Issue #711, opened 2017-01-08
Make CFSSL extensible with respect to local signers


smithbk:
CFSSL should be extensible with respect to local signers to enable various HSM solutions to be plugged in.  This applies to both CSR signing as well as OCSP processing in which a private key is assumed to be accessible in memory, rather than in hardware as is the case for an HSM.

smithbk:
Hi, any comments on this would be appreciated.  Thanks

jsha:
Looks like this was resolved by #712 and can be closed.

PR #712, opened 2017-01-08
Make CFSSL extensible with respect to local signers

smithbk:
This change has two parts:
1) Allow a local signer to be prepended to the list in universal.go
2) Split a function into two parts in OCSP processing
   to allow a signer object to be passed in.

See https://github.com/cloudflare/cfssl/issues/711

### DIFF
--- a/signer/universal/universal.go
+++ b/signer/universal/universal.go
@@ -50,6 +50,11 @@ var localSignerList = []localSignerCheck{
 	fileBackedSigner,
 }
 
+// PrependLocalSignerToList prepends signer to the local signer's list
+func PrependLocalSignerToList(signer localSignerCheck) {
+	localSignerList = append([]localSignerCheck{signer}, localSignerList...)
+}
+
 func newLocalSigner(root Root, policy *config.Signing) (s signer.Signer, err error) {
 	// shouldProvide indicates whether the
 	// function *should* have produced a key. If


smithbk:
Hi, any update to this would be appreciated.  Thanks

ocsp/ocsp.go
```diff
@@ -101,8 +101,27 @@ func ReasonStringToCode(reason string) (reasonCode int, err error) {
...
+		return nil, err
+	}
+
+	return NewSignerFromFileAndKey(issuerFile, responderFile, key, interval)
+}
+
+// NewSignerFromFileAndKey reads the issuer cert and the responder cert
+// from PEM files, and takes a crypto signer an interval in seconds,
+// and returns a signer
+func NewSignerFromFileAndKey(issuerFile, responderFile string, key crypto.Signer, interval time.Duration) (Signer, error) {
```
vpaprots: Was considering that name too, can make it so, not all that particular.. just.. it seemed too much like a "sea-shells-from-the-see" tongue twister "NewSigner..AndSigner"..

smithbk:
I removed the changes to ocsp.go, so now this pull request simply adds a function to prepend to the local signer list in universal.go

lziest:
LGTM, @kisom please review too. :)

→ **Activity**
Of the entries above, repeat exactly the lines between the line with "2) Split a function" and the line with "produced a key. If", inclusive, and no others.

→ **Reply**
2) Split a function into two parts in OCSP processing
   to allow a signer object to be passed in.

See https://github.com/cloudflare/cfssl/issues/711

### DIFF
--- a/signer/universal/universal.go
+++ b/signer/universal/universal.go
@@ -50,6 +50,11 @@ var localSignerList = []localSignerCheck{
 	fileBackedSigner,
 }
 
+// PrependLocalSignerToList prepends signer to the local signer's list
+func PrependLocalSignerToList(signer localSignerCheck) {
+	localSignerList = append([]localSignerCheck{signer}, localSignerList...)
+}
+
 func newLocalSigner(root Root, policy *config.Signing) (s signer.Signer, err error) {
 	// shouldProvide indicates whether the
 	// function *should* have produced a key. If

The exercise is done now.